2019-10-4 16:40 |
Plans for the growth and strengthening of the cryptocurrency market till now have been associated with the arrival of large funds and institutional investors. However, voices are being heard that crypto has grown and is quite capable of developing on the basis of retail investors, for which it was created primarily.
Lou Kerner, CEO of CryptoOracle, a venture capital company, said on CNBC that the institutional is, of course, the part of cryptmarket, but they are not playing the main role: They follow in the stream, but do not lead it. The expert noted:
– Bitcoin is not about institutions. Actually, it’s the antithesis of institutions. And these kinds of revolutions, whether it’s even going back to e-commerce on the internet. So we don’t need institutions to come to this party for Bitcoin to break out again… We’ve had a lot of legs higher without any institutional involvement. They’re going to be here, but they’re not going to lead the party. They’re going to be followers.
According to the expert, now volatility is associated with bitcoin derivatives and margin trading that accompanies them.
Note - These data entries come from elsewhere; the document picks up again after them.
PR #4809, opened 2023-11-26
[CBRD-25098] Problem where inst_num() is inappropriately changed to order_by_num() when a subquery containing an ORDER BY is view merged.

shparkcubrid:
http://jira.cubrid.org/browse/CBRD-25098

fix the case below so that it does not walk into the subquery. This prevents unnecessary exchanges.
```
inst_num() -> order_by_num()
order_by_num() -> inst_num()
order_by_num() -> group_by_num()
```

### DIFF
--- a/src/parser/parse_tree_cl.c
+++ b/src/parser/parse_tree_cl.c
@@ -138,6 +138,8 @@ static void strcat_with_realloc (PT_STRING_BLOCK * sb, const char *tail);
 static PT_NODE *pt_lambda_check_reduce_eq (PARSER_CONTEXT * parser, PT_NODE * tree_or_name, void *void_arg,
 					   int *continue_walk);
 static PT_NODE *pt_lambda_node (PARSER_CONTEXT * parser, PT_NODE * tree_or_name, void *void_arg, int *continue_walk);
+static PT_NODE *pt_lambda_node_pre (PARSER_CONTEXT * parser, PT_NODE * tree_or_name, void *void_arg,
+				    int *continue_walk);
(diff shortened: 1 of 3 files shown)


src/parser/parse_tree_cl.c
```diff
@@ -571,6 +573,34 @@ pt_lambda_check_reduce_eq (PARSER_CONTEXT * parser, PT_NODE * tree_or_name, void
...
+ */
+static PT_NODE *
+pt_lambda_node_pre (PARSER_CONTEXT * parser, PT_NODE * tree_or_name, void *void_arg, int *continue_walk)
+{
+  if (!tree_or_name)
+    {
+      return tree_or_name;
+    }
+
+  if (PT_IS_QUERY_NODE_TYPE (tree_or_name->node_type))
```
xmilex-git, line 592: Is there a reason for creating a new function instead of implementing a case for `PT_IS_QUERY_NODE_TYPE` within the `pt_lambda_check_reduce_eq()` function?

The corresponding case is as follows : 

```
#define PT_IS_QUERY_NODE_TYPE(x) \
    (  (x) == PT_SELECT     || (x) == PT_UNION \
    || (x) == PT_DIFFERENCE || (x) == PT_INTERSECTION)
```

xmilex-git (approved):

src/parser/parse_tree_cl.c
shparkcubrid: pt_lambda_with_arg() is added in cases where the pt_lambda_check_reduce_eq() is not needed.

beyondykk9 (approved):

youngjinj (approved):

PR #4811, opened 2023-11-28
[LETS-873] Temporary solution for PTS read transactions to wait when accessing a DROPping table

joohok:
http://jira.cubrid.org/browse/LETS-873

Purpose
`locator_is_exist_class_name_entry()` is called during PTS read transactions checking if a table exists in both the cache and heap. The assertion failure occurs in ATS when the cache state is LC_CLASSNAME_EXIST but the table is not in the heap. In the context of PTS, since the cache state doesn't guarantee the presence of a heap record, this assertion is unnecessary. However, this is a temporary workaround, and in the future, when implementing logic to update the cache state, this change will be reverted

### DIFF
--- a/src/transaction/locator_sr.c
+++ b/src/transaction/locator_sr.c
@@ -12606,7 +12606,8 @@ locator_is_exist_class_name_entry (THREAD_ENTRY * thread_p, LOCATOR_CLASSNAME_EN
       assert (entry->e_tran_index == NULL_TRAN_INDEX);
 
       assert (!OID_ISNULL (&entry->e_current.oid));
-      assert (heap_does_exist (thread_p, oid_Root_class_oid, &entry->e_current.oid));
+      assert (is_passive_transaction_server ()
+	      || heap_does_exist (thread_p, oid_Root_class_oid, &entry->e_current.oid));
 
       assert (LSA_ISNULL (&entry->e_current.savep_lsa));
       assert (entry->e_current.prev == NULL);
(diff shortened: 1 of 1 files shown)


hornetmj (approved):

wrlawodms (approved):

Rudeus (approved):

src/transaction/locator_sr.c
```diff
@@ -12606,7 +12606,17 @@ locator_is_exist_class_name_entry (THREAD_ENTRY * thread_p, LOCATOR_CLASSNAME_EN
       assert (entry->e_tran_index == NULL_TRAN_INDEX);
 
       assert (!OID_ISNULL (&entry->e_current.oid));
-      assert (heap_does_exist (thread_p, oid_Root_class_oid, &entry->e_current.oid));
+      /* TODO:
```
cristiarg, line 12609: @joohok 
Please allow me to ask: how do we plan to track these 'TODO' scaterred around the code?

I have to admit that I also added a bunch of them, but they are mostly in new code files.

Is it reasonable to ask to track isolated TODO's in legacy code - such as this one by explicit Jira issues? At least to have them all in Jira and someone/sometime will see them there :)

Thanks.

PS. My comment is triggered by this remark in the comment:
> However, since the underlying problem stems from not properly updating the state of the cache, this assertion should be reverted when incorporating logic to update the cache status in PTS.

joohok: This PR is a temporary fix as we couldn't determine the design direction for LETS-814.
LETS-814 will soon address this TODO. However, the TODO is not explicitly mentioned in the LETS-814 issue. 
I should document it explicitly in LETS-814 for now.

I agree with your suggestion to create and track an issue for any TODOs that arise. Especially if TODOs in legacy code are not tracked, it can pose risks

Thank you

PR #7123, opened 2026-04-28
Cbrd histogram update

soheejung-cs:
<http://jira.cubrid.org/browse/CBRD-XXXX>

### Purpose

N/A

### Implementation

N/A

### Remarks

N/A


soheejung-cs:
@claude 리뷰

PR #7309, opened 2026-06-16
[CBRD-26074] PL/CSQL table valued function

hyunikn:
<http://jira.cubrid.org/browse/CBRD-26074>

### Purpose

N/A

### Implementation

N/A

### Remarks

N/A


hyunikn:
@greptile 리뷰해 주세요.

PR #730, opened 2025-01-23
fix: label pages in WAL recovery

rphmeier:
WAL recovery wrote the nodes into pages, but not the page ID.

That meant that fresh pages which are recovered only from the WAL would not be probeable and would be treated as misprobes, silently losing data. The fix is to set the page ID on WAL recovery.

### DIFF
--- a/nomt/src/bitbox/mod.rs
+++ b/nomt/src/bitbox/mod.rs
@@ -442,6 +442,9 @@ fn recover(
                 }
                 page_diff.unpack_changed_nodes(&changed_nodes, &mut page);
 
+                // Label the page.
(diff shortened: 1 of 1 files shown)


rphmeier:
* **#730** <a href="https://app.graphite.dev/github/pr/thrumdev/nomt/730?utm_source=stack-comment-icon" target="_blank">Graphite</a> 👈 <a href="https://app.graphite.dev/github/pr/thrumdev/nomt/730?utm_source=stack-comment-view-in-graphite" target="_blank">(View in Graphite)</a>
* `master`


<h2></h2>

PR #738, opened 2025-01-24
fix(seglog): choose segment correctly when pruning front

rphmeier:
The logic for finding the segment to prune was broken.

If you have 2 segments covering ranges [1, 5] and [6, 10] and prune for segment 7, you want to take the second one, not the first. But the `max <= end_live` check would give you the first segment (and then fail because it doesn't actually contain segment 7).

Most of the time, we only have 1 segment so this wasn't triggering.

### DIFF
--- a/nomt/src/seglog/mod.rs
+++ b/nomt/src/seglog/mod.rs
@@ -354,7 +354,7 @@ impl SegmentedLog {
         let mut seg_index = self.segments.len() - 1;
         while seg_index > 0 {
             let segment = &self.segments[seg_index];
-            if segment.max <= new_end_live {
+            if segment.min <= new_end_live {
                 break;
             }
             seg_index -= 1;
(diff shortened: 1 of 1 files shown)


rphmeier:
* **#738** <a href="https://app.graphite.dev/github/pr/thrumdev/nomt/738?utm_source=stack-comment-icon" target="_blank">Graphite</a> 👈 <a href="https://app.graphite.dev/github/pr/thrumdev/nomt/738?utm_source=stack-comment-view-in-graphite" target="_blank">(View in Graphite)</a>
* `master`


<h2></h2>

nomt/src/seglog/mod.rs
```diff
@@ -1323,6 +1323,34 @@ mod tests {
...
+
+        h.new_segment(3)?
+            .write_record(7, &[4u8; 10])?
+            .write_record(8, &[5u8; 10])?
+            .write_record(9, &[6u8; 10])?
+            .write()?;
+
+        let (mut log, _) = h.open_log(default_max_segment_size(), 1, 9)?;
+        assert_eq!(log.live_range(), (RecordId::from(1), RecordId::from(9)));
+        log.prune_front(5.into())?;
```
rphmeier, line 1349: with the old logic, this was choosing segment 1 (3 <= 5) and not segment 2 (6 > 5). Then failing because it couldn't find record 5 in segment 1.

gabriele-0201 (approved):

In particular, a leverage of 100: 1 on BitMEX leads to stoppages in quotes and the market going into flat from time to time. When capitalization grows 10 or 100 times, this movement will be perceived as just noise, no more.
The crypto industry is developing and attracts more and more talents, and Bitcoin has established itself as a digital store of value. Lou Kerner emphasized:
– I actually do believe the analogy that it’s digital gold. I think it’s digital gold on the way up and it’s digital gold on the way down. Obviously, people believe that more and less during different times. But I think over the long haul, that’s going to be the play.